O que me lembro é que naquela altura eu sempre questionava a minha existência, acabado, humilhado, mas como voltar pra casa e ficar parado esperando as coisas melhorarem? Enquanto isso mais ratos continuavam a chegar, ratos de todas as cores e tamanhos caindo daqueles caminhões como as ondas do mar, o cheiro era perturbador, nem mil anos vão apagar o odor das minhas narinas. O mistério daqueles muros, o terror das covas, o mal estar dos campos que me causavam vertigem, cansado até pra chorar, lembrando do meu velho pai que já não via há tanto tempo, da forma brutal da qual foi afastado dos seus peixes, da rede e do mar, tentando organizar as ideias e entender como chegamos àquela situação, lembrava de todos os doentes que aguardam uma boa notícia e eram surpreendidos pelo último suspiro, observava meu próprio desmantelo e a dos poucos companheiros que me acompanhavam naquele serviço infernal. Sentindo o sabor amargo do não ser, não saber, não sentir.
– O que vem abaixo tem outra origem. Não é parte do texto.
PR #280, opened 2016-06-22
field.process_formdata should still be called if formdata is empty

davidism:
Some fields will set a default value if their key is not in `formdata`.  However, `process_formdata` is only called if `formdata` is truthy.  This can cause unexpected field data if `formdata` is empty versus if it just didn't contain the field.

~~~python
class F(Form):
    name = StringField()

f = F(MultiDict())
print(f.name.data)  # None

f = F(MultiDict({'language': 'Python'}))
print(f.name.data)  # ''
~~~

This patch explicitly checks if `formdata` is `None` and adds a test for this case.

### DIFF
--- a/tests/form.py
+++ b/tests/form.py
@@ -203,6 +203,12 @@ class FormTest(TestCase):
         form = self.F(data=data, test='bar')
         self.assertEqual(form.test.data, 'bar')
 
+    def test_empty_formdata(self):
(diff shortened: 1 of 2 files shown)


hyperknot:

Hoje ainda me pergunto o que fazíamos antes de esperar? Quem nós éramos antes de chorar? Com qual poesia nos vestíamos? Andávamos descalços ou calçados? Corríamos vestidos ou pelados? Éramos adultos ou crianças? Bebíamos água ou cachaça? Contemplávamos a rua ou apenas olhávamos para o chão? Como era sentir o aroma das coisas? O pólen das flores? O cantar do galo? Como era apertar a mão? Sentíamos todos os poros ou apenas dávamos a cara a tapa? Qual música gostava mais de ouvir? Qual árvore subíamos primeiro? Em que praça nos encontrávamos? Será que era mais assim ou mais assado? Como era observar o movimento dos carros, das pessoas, dos cães? Qual era a sensação de abraçar um desconhecido? Pegar um galho no chão e quebrá-lo com os dedos? Mover uma pedrinha de lugar com um simples chute, sem nem perguntar se ela preferia estar ali? Porque não acordávamos de manhã e agradecíamos por ir trabalhar? Qual era a sensação de levantar de madrugada e perceber que ainda tinha mais duas horas pra dormir? Porque pegávamos ônibus lotados e deixávamos a vida fluir... como se fôssemos guiados por ela... como tudo tornou-se tão distante? Como chegamos até aqui? Qual o sentido de todas as coisas? Qual o sabor da imaginação? A força das palavras? O que será dos jovens amantes? Todo homem é sangue mas também é poesia... talvez tenhamos chegamos aqui pela nossa própria miséria, nosso desamor e mesquinhez. Tinha a nossa população se acostumado à situação? O surto tinha se tornado o poder do amor e da amizade, porque o amor exige futuro, para nós só haviam instantes, pequenos instantes.
EPÍLOGO
Tinha a nossa população se acostumado à situação? Sim, tinha se acostumado porque não havia outro modo, tinha a atitude da desgraça e do sofrimento porque não mais sentiam. O vírus não morre, nem desaparece nunca, pode ficar dezenas de anos adormecidas nos móveis, nas roupas, esperando pacientes nos baús, nos lenços, nas papeladas, mas hoje eu sei, depois de tanto tempo, que enquanto existir dentro dos homens, para desgraça e afogamento de todos, jamais haverá libertação!